Intraday, lower‑timeframe charts show compression rather than trend. Four‑hour price action has shifted from a downtrend into sideways consolidation after setting a higher low around $65,000, but repeated failures just below the $68,000–$69,000 band underscore persistent seller presence. On the one‑hour chart, lower highs remain intact and a modest bounce off the $66,000 region “has failed to generate follow‑through,” highlighting fragile microstructure and a slight bearish tilt.

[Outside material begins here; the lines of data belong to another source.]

PR #398, opened 2024-08-10
[TM-1103] Update user roles and permissions

roguenet:
https://gfw.atlassian.net/browse/TM-1103
[FE PR](https://github.com/wri/wri-terramatch-website/pull/429)

The main purpose of this work is to remove the `users.role` column, and rely solely on the Spatie roles system for permissions. The v1 `User` and `Admin` models have also been removed, and a few controllers that are no longer in use have been removed as well.

For adding roles and permissions in the future, please modify `config/wri/permissions.php`, and then run `php artisan sync-roles`. 

In order to get this working locally, make sure to run the `php artisan one-off:move-user-roles-to-v2` script.


cesarLima1:
LGTM. 
This PR should probably be flagged in the Slack channel, as the documentation might need updating after removing `role` from `user` table.

cesarLima1 (dismissed):

cesarLima1 (approved):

Oscillators corroborate that drift. The relative strength index sits near 42, the commodity channel index prints around −104, and the moving average convergence divergence line is negative by roughly 947 points, collectively signaling subdued momentum and an absence of a strong trend rather than outright capitulation. That aligns with broader market analytics, where research firm Intellectia points out that Bitcoin’s recent swings have come with 30‑day volatility above 3%, indicating a “choppy” environment where thinner liquidity amplifies modest flows.

The clearest signal comes from moving averages: every major exponential and simple moving average currently sits above spot price. Short‑term gauges such as the 10‑day EMA around $67,832 and the 10‑day SMA near $68,138 are capping rebounds, while the 50‑day EMA (~$71,005), 100‑day EMA (~$76,713) and 200‑day EMA (~$85,095) mark a stacked band of overhead resistance consistent with a broader bearish structure. Earlier this year, a similar dynamic prompted a “death cross” warning as the 50‑day and 200‑day weighted moving averages flipped lower, a pattern flagged in a prior crypto.news story on Bitcoin ETF‑driven selling.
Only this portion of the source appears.